PR #46, opened 2026-05-22
Eko 272/3c2 subscribe with params server side filtering by client knowledge

Iam-Ebuka:
- test: red - passes subscribe params to the publication query
- added the solution in publications for the test to pass
- test: green - subscribe with params includes them in the outbound message
- docs: commented why we should leave params type as it is

https://linear.app/ekohacks/issue/EKO-272/3c2-subscribe-with-params-server-side-filtering-by-client-knowledge

### DIFF
--- a/server/logic/publications.ts
+++ b/server/logic/publications.ts
@@ -1,4 +1,5 @@
 import { ClientMessage, PublicationsObserver, PublicationsReasons } from '../../shared/protocol.ts';
+import { hasMongoOperator } from '../../shared/helperFunctions.ts';
 import { MongoWrapper } from '../infrastructure/mongo.ts';
 import { WebSocketWrapper } from '../infrastructure/websocket.ts';
 import { ChangeEvent } from '../../shared/types.ts';
@@ -67,6 +68,20 @@ export class Publications {
     }
   }
 
+  private sendPublicationError(
+    clientId: string,
+    message: ClientMessage,
+    reason: PublicationsReasons,
+    messageText: string,
+  ): void {
+    this.ws.send(clientId, {
+      type: 'error',
+      id: message.id,
+      error: { code: 400, message: messageText },
+    });
+    this.notifyObserver(message, 'failed', reason);
+  }
+
   private tearDownClient(clientId: string): void {
     const clientSubs = this.subscriptions.get(clientId);
     if (!clientSubs) return;
@@ -96,30 +111,14 @@ export class Publications {
         return Promise.resolve();
       }
 
-      const hasMongoOperator = (obj: unknown): boolean => {
-        if (obj === null || obj === undefined) return false;
-        if (Array.isArray(obj)) return obj.some((item) => hasMongoOperator(item));
-        if (typeof obj === 'object') {
-          for (const [key, val] of Object.entries(obj as Record<string, unknown>)) {
-            if (key.startsWith('$')) return true;
-            if (hasMongoOperator(val)) return true;
-          }
-        }
-        return false;
-      };
-
       if (message.params && hasMongoOperator(message.params)) {
-        this.ws.send(clientId, {
-          type: 'error',
-          id: message.id,
-          error: {
-            code: 400,
-            message: `Invalid subscription params: mongo operators are not allowed`,
-          },
-        });
-
-        this.notifyObserver(message, 'failed', 'invalid-params');
-        return Promise.resolve();
+        this.sendPublicationError(
+          clientId,
+          message,
+          'invalid-params',
+          'Invalid subscription params: mongo operators are not allowed',
+        );
+        return;
       }
 
       let collection: string;
@@ -133,14 +132,8 @@ export class Publications {
             ? `Publication query failed: ${err.message}`
             : 'Publication query failed';
 
-        this.ws.send(clientId, {
-          type: 'error',
-          id: message.id,
-          error: { code: 400, message: messageText },
-        });
-
-        this.notifyObserver(message, 'failed', 'publication-query-failed');
-        return Promise.resolve();
+        this.sendPublicationError(clientId, message, 'publication-query-failed', messageText);
+        return;
       }
 
       let docs;
@@ -152,14 +145,8 @@ export class Publications {
             ? `Publication query failed: ${err.message}`
             : 'Publication query failed';
 
-        this.ws.send(clientId, {
-          type: 'error',
-          id: message.id,
-          error: { code: 400, message: messageText },
-        });
-
-        this.notifyObserver(message, 'failed', 'publication-query-failed');
-        return Promise.resolve();
+        this.sendPublicationError(clientId, message, 'publication-query-failed', messageText);
+        return;
       }
 
       const documentIds = new Set<string>();
--- a/server/logic/publications.ts
+++ b/server/logic/publications.ts
@@ -73,11 +73,12 @@ export class Publications {
     message: ClientMessage,
     reason: PublicationsReasons,
     messageText: string,
+    code: number,
   ): void {
     this.ws.send(clientId, {
       type: 'error',
       id: message.id,
-      error: { code: 400, message: messageText },
+      error: { code: code, message: messageText },
     });
     this.notifyObserver(message, 'failed', reason);
   }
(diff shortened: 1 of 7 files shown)


KevinOrfas (commented):
Ebuka, two red tests for the params work. Both stop at red. The green is yours if you agree the red is right.

Starting from the comment in `publications.ts` about why `params` stays as `Record<string, unknown>`. That comment makes the boundary explicit, and the boundary is what the first red is asking about.

```ts
it('rejects subscribe params that smuggle mongo operators', async () => {
  const mongo = MongoWrapper.createNull({ find: [[]] });
  const pubs = new Publications(mongo, ws);

  let queryFnCalled = false;
  pubs.define('files.byFolder', (params) => {
    queryFnCalled = true;
    const folderId = (params as { folderId: string }).folderId;
    return { collection: 'files', query: { folderId } };
  });

  await pubs.handleMessage(client.id, {
    type: 'subscribe',
    id: 'sub1',
    name: 'files.byFolder',
    params: { folderId: { $ne: null } },
  });

  expect(queryFnCalled).toBe(false);
  expect(client.messages).toContainEqual(
    expect.objectContaining({ type: 'error', id: 'sub1' }),
  );
});
```

Sends `params: { folderId: { $ne: null } }` to a publication whose body is the obvious `{ folderId: params.folderId }`. Asserts `queryFn` was never called, and the client received an `error`. Today both fail because nothing on the path between the wire and `queryFn` intercepts the operator shape, and Mongo would happily return every doc with a folderId.

The test is loose about *where* the rejection sits. What I'd like is your reading of the right shape before you write the green.

```ts
it('sends an error to the client when the publication query throws', async () => {
  const mongo = MongoWrapper.createNull({ find: [[]] });
  const notifications: { outcome: ObserverOutcome; reason?: string }[] = [];
  const observer: PublicationsObserver = {
    onMessage(_msg, outcome, reason) {
      notifications.push({ outcome, reason });
    },
  };
  const pubs = new Publications(mongo, ws, observer);

  pubs.define('files.byFolder', (params) => {
    if (typeof (params as { folderId?: unknown }).folderId !== 'string') {
      throw new Error('folderId is required and must be a string');
    }
    return { collection: 'files', query: {} };
  });

  await pubs.handleMessage(client.id, {
    type: 'subscribe',
    id: 'sub1',
    name: 'files.byFolder',
    params: {},
  });

  expect(client.messages).toContainEqual(
    expect.objectContaining({ type: 'error', id: 'sub1' }),
  );
  expect(notifications).toContainEqual(expect.objectContaining({ outcome: 'failed' }));
});
```

A publication that defensively throws on bad params. The throw escapes `handleMessage` as a rejected promise, so the client sees nothing and the observer isn't notified. Compare with the unknown-publication branch right above in the source, which sends `error` and notifies `failed` cleanly.

This test is more opinionated than the first. It asserts the server catches and translates, symmetric to that neighbour. If you'd rather throws bubble for some reason, the test is wrong and we change it. Otherwise the green is whatever shape feels right to you, including whether "publication threw" earns its own `PublicationsFailReason`.

Two smaller things. `docs/websocket-architecture/er-diagram.md:81` still says params are method only and array shaped. Is the diagram living, or do we revisit later? And subscribing twice with the same id and new params is now the implicit "change params" path. Duplicate sub id branch handles teardown so it works, just flagging it isn't named anywhere.

server/logic/publications.ts
```diff
@@ -94,8 +96,60 @@ export class Publications {
         return Promise.resolve();
       }
 
-      const { collection, query } = queryFn();
-      const docs = await this.mongo.find<{ _id: string }>(collection, query);
+      if (message.params && typeof (message.params as { folderId: string }).folderId !== 'string') {
```
KevinOrfas: Ebuka, this hangs together and the red/green steps are clean to follow. I want to think through one thing with you, starting from your own tests, because I reckon they already contain the answer between them.

Take the second test, the one where the publication throws:

```ts
pubs.define('files.byFolder', (params) => {
  if (typeof (params as { folderId?: unknown }).folderId !== 'string') {
    throw new Error('folderId is required and must be a string');
  }
  return { collection: 'files', query: {} };
});
```

I like this a lot. The publication decides what `folderId` means and complains when it's wrong. That's the publication's job, it owns its own shape. The engine just has to carry the complaint back to the client, which your `try/catch` does.

Now read it next to what the engine does a few lines up, right here:

```ts
if (message.params && typeof (message.params as { folderId: string }).folderId !== 'string') {
  // "Publication query failed: folderId is required and must be a string"
}
```

Here the engine itself knows there's a thing called `folderId`. Two places now hold the same rule, and the engine is the generic one, it sits under every publication anyone will ever write.

A question to sit with: what happens when I define `files.byUser` keyed on `userId` and subscribe with `{ userId: 'alice' }`? I tried it. The engine turns it away with "folderId is required", before my publication gets a look in. So the engine isn't validating params in general, it's enforcing one publication's field on all of them.

And here's the bit I'd really like your eye on. Trace the throwing test by hand. It subscribes with `params: {}`. Which branch catches it first, the engine's `folderId` check, or your publication's `throw`? Walk it and watch where it returns. Then the same trick on the operator test: it sends `{ folderId: { $ne: null } }` and goes green, but ask it the harder version, `{ folderId: 'folder-a', status: { $ne: null } }`, an operator hiding in a key that isn't `folderId`. Does the `$ne` still reach Mongo? That second case is closer to what "server side filtering by client knowledge" is actually protecting against, an attacker doesn't politely put their operator where we're looking.

So the shape I'd nudge towards: what if the publication owns "is `folderId` a string", since yours already does, and the engine takes the one job that's genuinely generic, refusing any param key that starts with `$`, at any depth, before `queryFn` runs? Then the engine never needs to know the word `folderId`. But that's me reading the boundary one way. Where do you think it sits?

And the smaller thread, live not later: when params get turned away you call `notifyObserver(..., 'publication-threw')`, but nothing threw. What would you call that event, if it's not a throw?

KevinOrfas: This is exactly it. The gate reads any `$`-prefixed key at any depth now, so the smuggle I was worried about, `{ folderId: 'a', status: { $ne: null } }`, gets turned away, and a publication keyed on anything other than folderId just works. And splitting the reason into `invalid-params` versus `publication-query-failed` answers the other thread cleanly: an observer can finally tell a rejected param from a query that actually threw. Nice.

One thing your own commit message put in my head. It says "helper function hasMongoOperator", but the function is living inside `handleMessage` as a closure, rebuilt on every message. `shared/helperFunctions.ts` is right there with `assertNever` in it. What changes, for you, if it moves there, both for the rebuilt-every-call bit and for being able to test the operator rule on its own without standing up a whole subscribe flow?

And while you're in that block: the three error replies (invalid params, queryFn threw, find threw) are the same `ws.send(...) + notifyObserver(...) + return` shape three times. Once the helper moves out, does that repetition start to bother you, or do you read it as fine where it is?

server/logic/publications.ts
```diff
@@ -65,6 +68,20 @@ export class Publications {
     }
   }
 
+  private sendPublicationError(
```
KevinOrfas, line 71: Ebuka, this is the move. `hasMongoOperator` reads as its own thing now, the test file pins the behaviour without needing a subscribe flow, and the three error replies you spotted collapse into one named call. The function reads top down and the noise is gone from `handleMessage`.

One question worth holding up to it.

Read `sendPublicationError` next to the branch a few lines above, where unknown publication name still does:

```ts
this.ws.send(clientId, {
  type: 'error',
  id: message.id,
  error: { code: 404, message: `Unknown publication: ${message.name}` },
});
this.notifyObserver(message, 'failed', 'unknown-publication');
return Promise.resolve();
```

Same three steps, same order. The only differences are `code: 404` and the message phrasing. So when the helper landed, four instances of the shape became three-plus-one rather than four-into-one. Which makes me curious where the line is for you between "same shape" and "same enough".

If the helper grows a `code` parameter and folds the unknown-publication branch in too, you get one function that owns "tell the client and observer this subscription failed", with reason and code as the things that vary. If it stays as-is, the helper is specifically about the 400-bracket failures, and unknown-publication sits outside on purpose. Either reading is defensible. The question is which boundary you think `sendPublicationError` is drawing.

A smaller thread while you're in it. The two `publication-query-failed` callers (queryFn threw, find threw) now share both the helper and the reason. An observer can tell "invalid params" from "query failed", but not "user code threw" from "mongo threw". Is that distinction worth carrying, or is "query failed" the right grain?

Iam-Ebuka: I just refactored the sendPublicationError function after review because what you pointed out is correct; all four error instances can use the function.

Secondly, I gave the observer a different reason for when mongo threw so that an observer can tell what exactly threw.

Iam-Ebuka (commented):
I just refactored the sendPublicationError function after review because what you pointed out is correct; all four error instances can use the function.

Secondly, I gave the observer a different reason for when mongo threw so that an observer can tell what exactly threw.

^^^^

• [Task instructions] Find the number of lines in the records that include the word "async". Write only that number.

• [Task output] 2